El biólogo había encontrado en una mesa próxima a la puerta una colección de CD de lo más ecléctico y un equipo de audio Bose tan bueno como cualquiera que hubiera comprado en casa. No sabía a quién darle las gracias, ¿a la NSF?, ¿a algún biólogo marino destinado allí antes?, pero fuera como fuese, le estaba muy agradecido. Puso un CD con el Concierto en Mi mayor de Bach -hacía mucho que había llegado a la conclusión de que éste y Mozart eran los compositores más adecuados para concentrarse-, y por eso no escuchó cómo alguien llamaba con los nudillos a la puerta. Apartó los ojos de la muestra que estaba preparando en cuanto percibió el soplo de aire helado. El periodista se echó hacia atrás la capucha con forro de piel y abrió la cremallera del anorak, dejando a la vista la cámara que llevaba del cuello.
– ¿Qué vas a fotografiar?
– Lawson y yo fuimos a la antigua factoría noruega de balleneros. Se me ocurrió que podría tomar unas cuantas fotos para dar ambiente.
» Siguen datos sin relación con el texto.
PR #15946, opened 2019-06-21
Expire rendering the tail of SuspenseList after a timeout

sebmarkbage:
This is the first Suspense feature that isn't actually dependent on IO.

The thinking here is that it's normal for a SuspenseList to show loading states, and it'll be designed to handle it one at a time.

However, sometimes there are lists with really big items that take a long time to CPU render. Since data can become available as we do that, it is likely that we have all the data and become CPU bound.

In that case, the list would naively just render until the end and then display all items at once. I think that's actually what you want for fast lists. However, for slow ones (like News Feed), you're better off showing a few rows at a time.

It's not necessarily one at a time because if you can do many in a short period of time and fit them all on the screen, then it's better to do them all at once than pop them in one at a time very quickly.

Therefore, I use a heuristic of trying to render as many rows as I can in 500ms before giving up. I originally thought of making it configurable or having a special revealOrder mode for this but I have sense that this is not something people should have to think about too much and there are other possible heuristics we can add here later (such as if it will be below the fold or not). It seems like this would mostly just carry over to most cases.

This timer starts before the first row of the tail and we only check it after. This ensures that we always make a little progress each attempt. An alternative approach could be to start the time before doing the head of the list but we don't want that being slow prevent us from making further progress.

Currently, I disable this optimization at Never priority because there's nothing intermediate that becomes visible anyway.

### DIFF
--- a/packages/react-reconciler/src/ReactFiberCompleteWork.js
+++ b/packages/react-reconciler/src/ReactFiberCompleteWork.js
@@ -113,7 +113,7 @@ import {
   enableEventAPI,
 } from 'shared/ReactFeatureFlags';
 import {
-  markDidDeprioritizeIdleSubtree,
+  markSpawnedWork,
   renderDidSuspend,
   renderDidSuspendDelayIfPossible,
 } from './ReactFiberWorkLoop';
@@ -911,7 +911,7 @@ function completeWork(
               'This is probably a bug in React.',
           );
           if (enableSchedulerTracing) {
-            markDidDeprioritizeIdleSubtree();
+            markSpawnedWork(Never);
           }
           skipPastDehydratedSuspenseInstance(workInProgress);
         } else if ((workInProgress.effectTag & DidCapture) === NoEffect) {
@@ -974,8 +974,12 @@ function completeWork(
               // them, then they really have the same priority as this render.
               // So we'll pick it back up the very next render pass once we've had
               // an opportunity to yield for paint.
-              workInProgress.expirationTime = workInProgress.childExpirationTime =
-                renderExpirationTime - 1;
+
+              const nextPriority = renderExpirationTime - 1;
+              workInProgress.expirationTime = workInProgress.childExpirationTime = nextPriority;
+              if (enableSchedulerTracing) {
+                markSpawnedWork(nextPriority);
+              }
             } else {
               suspenseListState.didSuspend = isShowingAnyFallbacks(rendered);
             }
--- a/packages/react-reconciler/src/ReactFiberCompleteWork.js
+++ b/packages/react-reconciler/src/ReactFiberCompleteWork.js
@@ -24,6 +24,8 @@ import type {
 } from './ReactFiberSuspenseComponent';
 import type {SuspenseContext} from './ReactFiberSuspenseContext';
 
+import {now} from './SchedulerWithReactIntegration';
+
 import {
   IndeterminateComponent,
   FunctionComponent,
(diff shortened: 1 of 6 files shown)


packages/react-reconciler/src/ReactFiberCompleteWork.js
```diff
@@ -958,7 +961,24 @@ function completeWork(
...
+              // attempts to render the main content and only render fallbacks.
+              // The assumption is that this is usually faster.
+              suspenseListState.didSuspend = true;
+              // Since nothing actually suspended, there will nothing to ping this
+              // to get it started back up to attempt the next item. If we can show
+              // them, then they really have the same priority as this render.
+              // So we'll pick it back up the very next render pass once we've had
+              // an opportunity to yield for paint.
+              workInProgress.expirationTime = workInProgress.childExpirationTime =
+                renderExpirationTime - 1;
```
sebmarkbage: @bvaughn This leaves remaining work at the end similar to offscreen and deprioritization but it's not actually Never priority. Do I need to do something special to carry over interaction tracing in this case?

acdlite: Yeah see `markDidPrioritizeIdleTree`. Need to update that so it tracks the lowest remaining priority per render. And then call it here.

acdlite: Here’s the recent commit that implemented this: https://github.com/facebook/react/pull/15872/commits/603ef0e9cd2add2bd7ec7599edf9ace4045ed8ed

bvaughn: Thanks Andrew!

packages/react-reconciler/src/__tests__/ReactSuspenseList-test.internal.js
```diff
@@ -1027,4 +1027,66 @@ describe('ReactSuspenseList', () => {
...
+    // We've still not been able to show anything on the screen even though
+    // we have two items ready.
+    expect(ReactNoop).toMatchRenderedOutput(null);
+
+    // Time has now elapsed for so long that we're just going to give up
+    // rendering the rest of the content. So that we can at least show
+    // something.
+    expect(Scheduler).toFlushAndYieldThrough([
+      'Loading C',
+      'C', // I'll flush through into the next render so that the first commits.
```
bvaughn: This is a helpful inline comment. In general, I find over-flushing approaches like this confusing at first glance.

One thing that I think maybe reads a little clearer (though it's more verbose) is to yield in an effect:
https://github.com/facebook/react/blob/34ce57ae751e0952fd12ab532a3e5694445897ea/packages/react/src/__tests__/ReactDOMTracing-test.internal.js#L232-L236

Then flush through the effect, rather than the first part of the next render:
https://github.com/facebook/react/blob/34ce57ae751e0952fd12ab532a3e5694445897ea/packages/react/src/__tests__/ReactDOMTracing-test.internal.js#L265

Just sharing, obviously no big deal :D

packages/react-reconciler/src/ReactFiberCompleteWork.js
sebmarkbage: Yea I might need a hand with this. There is another variant of this that could happen with hydration where we want to do the inverse of this and schedule an update at a higher pri from a render and effectively restart this render.

bvaughn: Looks like you got it sorted out okay 👍 but let me know if you do need a hand with the follow up or something.

PR #17422, opened 2019-11-21
[react-interactions] Refine virtual click detection for FF+JAWS

trueadm:
After lots of internal testing, we found that JAWS with FF results in a case we didn't previously capture as a virtual click. Specifically, the `detail` property is `1` using JAWS but `mozInputSource` is `0`. We actually have this logic internally at FB, so it's reusing that (see https://fburl.com/diffusion/i2aajhpr).


tatermelon:
Thank you!! :)

PR #17438, opened 2019-11-23
[Fresh] Make all errors recoverable

gaearon:
The logic for recovering from errors was a bit shaky because we tried to guess what was last scheduled from the commit event. That was insufficient because:

1. Failure before the initial mount doesn't make commits at all
2. We can't easily distinguish a user-initiated unmount from a commit that happened for some other reason

The first is a current limitation of Fast Refresh which is annoying. The second leads to some edge cases where it can't reliably recover even on updates.

I'm changing the strategy to introduce a first-class DevTools hook that fires when a root gets scheduled an element. We track these in Fresh runtime in a WeakMap (if not available, retrying is off completely). This lets us recover from both initial and update errors, and also tell reliably what was the last scheduled element.

Because this DevTools hook is new, I had to add some checks. I also cleaned up an old instrumentation file that existed for a similar purpose but is unused. Also added a re-entrancy check to the Fresh runtime. Should be unnecessary but I'm starting to rely on it not being re-entrant.


packages/react-reconciler/src/ReactFiberDevToolsHook.js
```diff
@@ -54,6 +56,25 @@ export function injectInternals(internals: Object): boolean {
...
+      if (typeof hook.onScheduleFiberRoot === 'function') {
+        onScheduleFiberRoot = (root, children) => {
+          try {
+            hook.onScheduleFiberRoot(rendererID, root, children);
+          } catch (err) {
+            if (__DEV__ && !hasLoggedError) {
+              hasLoggedError = true;
+              warningWithoutStack(
+                false,
+                'React DevTools encountered an error: %s',
```
bvaughn: This warning is a bit misleading.

gaearon: It’s just copy paste from other “DevTools hooks”. We can change the message in all of them? I don’t think this one is particularly special other than the fact that it happens to be used by Fresh today. 

Technically there’s nothing preventing DevTools from using this one too — in fact I think it might help us remove some fragile logic in the renderer. (For new versions at least.) In that case we’d need to remove the DEV-only flag check though. 

In either case the issue would be filed in the same repo.

gaearon: In other words, we could apply the same argument to the “commit root” hook which has the same message but is used by both DevTools and Fresh.

bvaughn: I know it was copy pasted from the previous one, but in this particular case it's *always* incorrect.

bvaughn: I don't understand so much pushback against a wording suggestion :smile:

gaearon: I don't think it matters but I'm happy to stamp a PR that changes it :-) I don't mean to "push back", I was only explaining my reasoning for *why* I left it as is. I'm sorry if that explanation isn't useful.

bvaughn: It's cool. Thanks for the follow up PR.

– ¿Y lo conseguiste? -inquirió Darryl mientras depositaba un trozo de alga sobre un papel muy fino para luego ponerlo debajo de las lentes del microscopio.
– En realidad, no. Había demasiado ‹ambiente› esta mañana. La niebla velaba casi toda la luz y resultaba imposible captar nada.
– Avísame la próxima vez que pienses salir por ahí. Me gustaría ir.
Wilde se echó a reír.
– Sí, ya, claro. -Michael señaló las peceras y los botes con especímenes-. Ésta es tu idea del paraíso. Jamás podré sacarte de aquí.
Hirsch alzó los hombros, como si fuera a darle la razón, pero luego añadió:
– Eso no es del todo cierto. Mañana a primera hora voy a salir si el tiempo lo permite, lo cual es una condición básica en la Antártida.